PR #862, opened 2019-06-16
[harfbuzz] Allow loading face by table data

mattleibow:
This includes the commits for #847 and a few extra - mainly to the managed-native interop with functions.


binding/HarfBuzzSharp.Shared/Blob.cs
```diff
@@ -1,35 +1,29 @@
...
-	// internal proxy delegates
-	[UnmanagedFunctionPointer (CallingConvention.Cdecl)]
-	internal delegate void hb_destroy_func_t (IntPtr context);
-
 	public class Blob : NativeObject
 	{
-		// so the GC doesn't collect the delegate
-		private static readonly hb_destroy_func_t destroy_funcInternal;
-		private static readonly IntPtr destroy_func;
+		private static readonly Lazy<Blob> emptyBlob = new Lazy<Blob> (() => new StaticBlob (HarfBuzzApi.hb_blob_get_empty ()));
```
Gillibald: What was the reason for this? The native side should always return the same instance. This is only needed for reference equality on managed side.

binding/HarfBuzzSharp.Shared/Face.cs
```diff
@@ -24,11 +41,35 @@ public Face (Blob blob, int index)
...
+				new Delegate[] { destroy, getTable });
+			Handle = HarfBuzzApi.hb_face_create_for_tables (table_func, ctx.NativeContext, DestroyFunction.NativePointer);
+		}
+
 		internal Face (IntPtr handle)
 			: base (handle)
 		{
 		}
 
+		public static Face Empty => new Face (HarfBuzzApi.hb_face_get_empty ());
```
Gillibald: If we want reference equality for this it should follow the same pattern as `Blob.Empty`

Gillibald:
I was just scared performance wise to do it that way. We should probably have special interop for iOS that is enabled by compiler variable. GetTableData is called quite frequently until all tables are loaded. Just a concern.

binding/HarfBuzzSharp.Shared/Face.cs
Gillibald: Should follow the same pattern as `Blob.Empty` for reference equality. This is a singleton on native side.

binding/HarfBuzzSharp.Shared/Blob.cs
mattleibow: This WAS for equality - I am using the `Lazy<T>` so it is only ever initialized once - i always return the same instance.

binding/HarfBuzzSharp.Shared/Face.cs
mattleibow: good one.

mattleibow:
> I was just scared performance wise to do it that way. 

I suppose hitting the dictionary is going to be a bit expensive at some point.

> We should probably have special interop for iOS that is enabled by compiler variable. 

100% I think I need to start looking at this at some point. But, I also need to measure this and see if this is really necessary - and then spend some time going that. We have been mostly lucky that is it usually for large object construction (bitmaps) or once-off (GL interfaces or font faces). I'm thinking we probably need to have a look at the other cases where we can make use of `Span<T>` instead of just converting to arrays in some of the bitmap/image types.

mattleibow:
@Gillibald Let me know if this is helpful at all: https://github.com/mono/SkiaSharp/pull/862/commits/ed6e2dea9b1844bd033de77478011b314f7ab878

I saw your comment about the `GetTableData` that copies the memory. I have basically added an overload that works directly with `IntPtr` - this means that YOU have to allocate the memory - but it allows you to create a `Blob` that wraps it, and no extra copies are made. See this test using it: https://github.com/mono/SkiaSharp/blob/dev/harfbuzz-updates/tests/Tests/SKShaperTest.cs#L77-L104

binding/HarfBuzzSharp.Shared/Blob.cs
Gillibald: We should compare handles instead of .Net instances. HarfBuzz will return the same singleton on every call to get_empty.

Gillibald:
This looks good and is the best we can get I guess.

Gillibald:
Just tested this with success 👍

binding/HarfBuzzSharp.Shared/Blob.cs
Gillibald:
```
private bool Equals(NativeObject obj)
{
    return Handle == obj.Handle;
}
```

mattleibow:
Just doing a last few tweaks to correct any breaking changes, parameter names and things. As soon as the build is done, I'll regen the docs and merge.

What to work on: The answer must be every line of the entries that includes the word "GetTableData".

Solution to this exercise:
I was just scared performance wise to do it that way. We should probably have special interop for iOS that is enabled by compiler variable. GetTableData is called quite frequently until all tables are loaded. Just a concern.
I saw your comment about the `GetTableData` that copies the memory. I have basically added an overload that works directly with `IntPtr` - this means that YOU have to allocate the memory - but it allows you to create a `Blob` that wraps it, and no extra copies are made. See this test using it: https://github.com/mono/SkiaSharp/blob/dev/harfbuzz-updates/tests/Tests/SKShaperTest.cs#L77-L104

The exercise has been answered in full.